▶ **What the task asks**
Scan the lines below for "pairs" and copy the matches.

▶ **Task input**
- - - - -

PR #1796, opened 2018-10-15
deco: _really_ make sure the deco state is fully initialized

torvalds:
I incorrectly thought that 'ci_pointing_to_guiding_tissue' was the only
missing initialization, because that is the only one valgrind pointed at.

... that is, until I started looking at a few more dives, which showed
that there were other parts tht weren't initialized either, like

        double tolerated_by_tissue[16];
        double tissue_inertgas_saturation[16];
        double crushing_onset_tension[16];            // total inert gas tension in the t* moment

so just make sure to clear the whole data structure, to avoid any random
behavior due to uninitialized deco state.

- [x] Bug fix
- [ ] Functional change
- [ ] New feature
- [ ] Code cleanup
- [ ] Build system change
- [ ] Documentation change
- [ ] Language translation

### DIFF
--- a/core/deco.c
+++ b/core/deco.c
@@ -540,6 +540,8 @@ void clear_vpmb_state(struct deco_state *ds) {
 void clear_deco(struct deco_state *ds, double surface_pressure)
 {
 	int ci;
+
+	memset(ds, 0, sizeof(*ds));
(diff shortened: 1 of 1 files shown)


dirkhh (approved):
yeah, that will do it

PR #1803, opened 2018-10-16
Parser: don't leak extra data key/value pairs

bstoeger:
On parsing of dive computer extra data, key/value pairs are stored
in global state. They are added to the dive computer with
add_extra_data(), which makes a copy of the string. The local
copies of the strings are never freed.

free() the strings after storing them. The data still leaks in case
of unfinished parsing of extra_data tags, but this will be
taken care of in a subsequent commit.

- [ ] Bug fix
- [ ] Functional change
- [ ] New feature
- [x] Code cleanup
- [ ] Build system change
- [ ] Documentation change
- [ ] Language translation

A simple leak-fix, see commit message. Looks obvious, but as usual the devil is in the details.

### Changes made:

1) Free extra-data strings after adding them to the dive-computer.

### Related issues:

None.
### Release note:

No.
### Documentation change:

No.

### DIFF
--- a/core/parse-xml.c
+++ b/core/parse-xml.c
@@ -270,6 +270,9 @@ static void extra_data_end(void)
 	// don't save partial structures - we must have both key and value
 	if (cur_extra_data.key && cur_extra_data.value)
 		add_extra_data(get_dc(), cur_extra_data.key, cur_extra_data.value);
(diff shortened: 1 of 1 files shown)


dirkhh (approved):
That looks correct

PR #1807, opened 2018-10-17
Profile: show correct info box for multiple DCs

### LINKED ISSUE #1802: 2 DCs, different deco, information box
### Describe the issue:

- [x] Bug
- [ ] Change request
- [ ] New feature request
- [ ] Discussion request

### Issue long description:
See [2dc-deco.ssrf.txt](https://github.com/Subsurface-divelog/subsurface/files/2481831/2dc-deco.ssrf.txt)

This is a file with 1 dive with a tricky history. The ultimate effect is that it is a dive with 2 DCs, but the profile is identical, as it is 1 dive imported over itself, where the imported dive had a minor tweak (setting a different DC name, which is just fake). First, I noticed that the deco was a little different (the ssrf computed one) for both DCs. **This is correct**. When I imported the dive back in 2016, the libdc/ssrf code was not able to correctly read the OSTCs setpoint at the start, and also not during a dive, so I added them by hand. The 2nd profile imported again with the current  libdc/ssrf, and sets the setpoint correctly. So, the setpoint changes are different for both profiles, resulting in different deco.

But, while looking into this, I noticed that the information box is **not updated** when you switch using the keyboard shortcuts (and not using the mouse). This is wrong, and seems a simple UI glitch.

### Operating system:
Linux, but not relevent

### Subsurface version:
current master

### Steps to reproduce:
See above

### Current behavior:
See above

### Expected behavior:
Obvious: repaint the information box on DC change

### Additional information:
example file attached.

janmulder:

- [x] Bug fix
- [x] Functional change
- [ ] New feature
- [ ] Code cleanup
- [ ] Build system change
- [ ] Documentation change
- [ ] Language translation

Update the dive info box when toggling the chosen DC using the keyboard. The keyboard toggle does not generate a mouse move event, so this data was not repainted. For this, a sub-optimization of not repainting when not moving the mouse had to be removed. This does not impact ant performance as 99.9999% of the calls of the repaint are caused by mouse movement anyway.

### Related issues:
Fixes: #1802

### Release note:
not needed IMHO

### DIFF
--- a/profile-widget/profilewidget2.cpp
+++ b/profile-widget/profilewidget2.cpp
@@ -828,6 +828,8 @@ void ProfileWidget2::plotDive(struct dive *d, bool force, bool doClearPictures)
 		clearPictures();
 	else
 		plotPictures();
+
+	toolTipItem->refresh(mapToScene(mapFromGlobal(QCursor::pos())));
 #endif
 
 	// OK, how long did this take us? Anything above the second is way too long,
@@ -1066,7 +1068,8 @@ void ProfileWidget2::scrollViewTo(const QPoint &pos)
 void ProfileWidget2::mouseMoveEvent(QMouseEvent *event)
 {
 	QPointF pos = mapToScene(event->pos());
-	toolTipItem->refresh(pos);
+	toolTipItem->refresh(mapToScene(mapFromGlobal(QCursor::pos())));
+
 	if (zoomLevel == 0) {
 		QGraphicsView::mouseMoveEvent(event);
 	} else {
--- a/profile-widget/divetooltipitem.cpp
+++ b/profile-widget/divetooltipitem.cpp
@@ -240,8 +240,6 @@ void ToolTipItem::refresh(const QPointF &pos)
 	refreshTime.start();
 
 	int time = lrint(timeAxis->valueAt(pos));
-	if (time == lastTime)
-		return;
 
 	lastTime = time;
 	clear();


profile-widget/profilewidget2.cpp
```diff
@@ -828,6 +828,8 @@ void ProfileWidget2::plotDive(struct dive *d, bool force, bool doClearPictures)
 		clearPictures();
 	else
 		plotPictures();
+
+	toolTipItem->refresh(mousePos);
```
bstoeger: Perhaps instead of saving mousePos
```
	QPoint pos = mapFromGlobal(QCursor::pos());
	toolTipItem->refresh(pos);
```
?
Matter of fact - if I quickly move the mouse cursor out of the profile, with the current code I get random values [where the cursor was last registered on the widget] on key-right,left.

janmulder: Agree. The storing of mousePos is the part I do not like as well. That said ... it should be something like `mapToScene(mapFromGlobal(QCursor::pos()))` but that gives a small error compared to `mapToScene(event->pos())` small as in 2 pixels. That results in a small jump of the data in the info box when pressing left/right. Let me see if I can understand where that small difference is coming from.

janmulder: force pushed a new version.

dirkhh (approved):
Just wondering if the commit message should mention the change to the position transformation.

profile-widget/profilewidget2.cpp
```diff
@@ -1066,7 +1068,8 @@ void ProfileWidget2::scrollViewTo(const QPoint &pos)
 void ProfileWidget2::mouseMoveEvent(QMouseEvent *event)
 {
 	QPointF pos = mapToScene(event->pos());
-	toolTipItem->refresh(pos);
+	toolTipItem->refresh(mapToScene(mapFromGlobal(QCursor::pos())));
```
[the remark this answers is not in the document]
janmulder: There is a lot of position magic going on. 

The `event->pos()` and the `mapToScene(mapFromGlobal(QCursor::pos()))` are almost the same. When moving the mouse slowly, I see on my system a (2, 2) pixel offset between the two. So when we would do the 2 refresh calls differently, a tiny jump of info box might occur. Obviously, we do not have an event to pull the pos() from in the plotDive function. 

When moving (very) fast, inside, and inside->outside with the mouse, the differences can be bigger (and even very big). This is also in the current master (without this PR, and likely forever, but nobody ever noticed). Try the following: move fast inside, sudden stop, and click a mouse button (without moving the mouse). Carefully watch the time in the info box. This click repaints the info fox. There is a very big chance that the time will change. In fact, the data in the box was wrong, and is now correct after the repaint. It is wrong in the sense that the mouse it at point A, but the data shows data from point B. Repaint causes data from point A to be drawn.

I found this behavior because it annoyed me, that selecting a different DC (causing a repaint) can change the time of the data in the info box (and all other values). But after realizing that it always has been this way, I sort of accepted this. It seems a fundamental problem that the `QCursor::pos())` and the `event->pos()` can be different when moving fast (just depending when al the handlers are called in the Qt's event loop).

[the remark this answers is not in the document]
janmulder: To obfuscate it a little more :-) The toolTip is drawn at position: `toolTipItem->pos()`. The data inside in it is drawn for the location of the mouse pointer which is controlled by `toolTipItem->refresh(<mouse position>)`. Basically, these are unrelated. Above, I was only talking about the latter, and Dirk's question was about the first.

- - - - -

▶ **Exercise response**
Parser: don't leak extra data key/value pairs
On parsing of dive computer extra data, key/value pairs are stored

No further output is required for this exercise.